## WHAT IS REQUIRED
The listing below is to be copied in full, line by line.

## SUPPLIED INFORMATION

PR #1536, opened 2022-10-13
xtext: Replace soft hyphens with hyphen at eol

zwim:
Replaces a soft-hyphen with a hyphen, if it is at the end of a line.

- - -
This change is [Reviewable](https://reviewable.io/reviews/koreader/koreader-base/1536)


poire-z:
Superseded by #1543.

## EXERCISE RESULT
PR #1536, opened 2022-10-13
xtext: Replace soft hyphens with hyphen at eol

zwim:
Replaces a soft-hyphen with a hyphen, if it is at the end of a line.

- - -
This change is [Reviewable](https://reviewable.io/reviews/koreader/koreader-base/1536)


poire-z:
Superseded by #1543.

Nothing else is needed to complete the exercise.